WORK TO COMPLETE: Of the lines below, write out exactly those from the line with "# Run manually" through the line with "PR #19587, opened 2026-03-03", both included, and skip the rest.

── PROVIDED RECORDS

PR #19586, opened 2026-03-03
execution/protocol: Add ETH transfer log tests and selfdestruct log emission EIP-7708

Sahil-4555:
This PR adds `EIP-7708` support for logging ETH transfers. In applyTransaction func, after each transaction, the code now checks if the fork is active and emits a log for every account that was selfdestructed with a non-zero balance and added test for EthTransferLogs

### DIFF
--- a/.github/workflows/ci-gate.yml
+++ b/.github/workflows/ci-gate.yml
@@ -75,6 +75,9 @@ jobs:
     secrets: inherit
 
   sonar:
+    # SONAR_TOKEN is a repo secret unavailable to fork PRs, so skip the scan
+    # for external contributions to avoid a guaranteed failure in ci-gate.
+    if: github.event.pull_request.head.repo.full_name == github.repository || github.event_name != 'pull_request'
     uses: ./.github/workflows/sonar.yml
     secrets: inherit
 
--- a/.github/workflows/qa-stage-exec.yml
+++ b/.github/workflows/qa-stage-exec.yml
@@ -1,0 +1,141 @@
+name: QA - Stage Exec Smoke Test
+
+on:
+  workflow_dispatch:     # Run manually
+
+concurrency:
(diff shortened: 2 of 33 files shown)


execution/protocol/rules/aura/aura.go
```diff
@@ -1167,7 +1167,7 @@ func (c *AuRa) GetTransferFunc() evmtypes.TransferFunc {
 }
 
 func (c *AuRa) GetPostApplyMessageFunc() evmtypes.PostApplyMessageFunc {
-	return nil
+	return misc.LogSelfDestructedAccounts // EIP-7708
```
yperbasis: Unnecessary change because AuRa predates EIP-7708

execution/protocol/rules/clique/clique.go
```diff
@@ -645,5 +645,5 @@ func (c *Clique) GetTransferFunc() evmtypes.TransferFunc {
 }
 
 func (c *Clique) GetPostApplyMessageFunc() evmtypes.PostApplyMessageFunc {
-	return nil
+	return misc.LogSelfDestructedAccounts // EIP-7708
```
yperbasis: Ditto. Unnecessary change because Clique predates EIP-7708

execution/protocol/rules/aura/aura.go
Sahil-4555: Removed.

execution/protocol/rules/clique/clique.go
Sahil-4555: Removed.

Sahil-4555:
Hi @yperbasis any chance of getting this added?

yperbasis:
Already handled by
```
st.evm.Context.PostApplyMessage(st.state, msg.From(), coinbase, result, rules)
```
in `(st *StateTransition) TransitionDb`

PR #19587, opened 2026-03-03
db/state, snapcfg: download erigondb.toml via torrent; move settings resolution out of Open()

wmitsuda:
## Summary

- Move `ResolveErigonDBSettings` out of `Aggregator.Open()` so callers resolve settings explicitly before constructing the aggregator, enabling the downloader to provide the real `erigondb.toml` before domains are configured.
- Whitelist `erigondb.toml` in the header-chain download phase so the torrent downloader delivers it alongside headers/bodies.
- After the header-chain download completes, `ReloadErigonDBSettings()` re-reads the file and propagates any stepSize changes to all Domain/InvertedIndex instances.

────

EXPECTED ANSWER:
+  workflow_dispatch:     # Run manually
+
+concurrency:
(diff shortened: 2 of 33 files shown)


execution/protocol/rules/aura/aura.go
```diff
@@ -1167,7 +1167,7 @@ func (c *AuRa) GetTransferFunc() evmtypes.TransferFunc {
 }
 
 func (c *AuRa) GetPostApplyMessageFunc() evmtypes.PostApplyMessageFunc {
-	return nil
+	return misc.LogSelfDestructedAccounts // EIP-7708
```
yperbasis: Unnecessary change because AuRa predates EIP-7708

execution/protocol/rules/clique/clique.go
```diff
@@ -645,5 +645,5 @@ func (c *Clique) GetTransferFunc() evmtypes.TransferFunc {
 }
 
 func (c *Clique) GetPostApplyMessageFunc() evmtypes.PostApplyMessageFunc {
-	return nil
+	return misc.LogSelfDestructedAccounts // EIP-7708
```
yperbasis: Ditto. Unnecessary change because Clique predates EIP-7708

execution/protocol/rules/aura/aura.go
Sahil-4555: Removed.

execution/protocol/rules/clique/clique.go
Sahil-4555: Removed.

Sahil-4555:
Hi @yperbasis any chance of getting this added?

yperbasis:
Already handled by
```
st.evm.Context.PostApplyMessage(st.state, msg.From(), coinbase, result, rules)
```
in `(st *StateTransition) TransitionDb`

PR #19587, opened 2026-03-03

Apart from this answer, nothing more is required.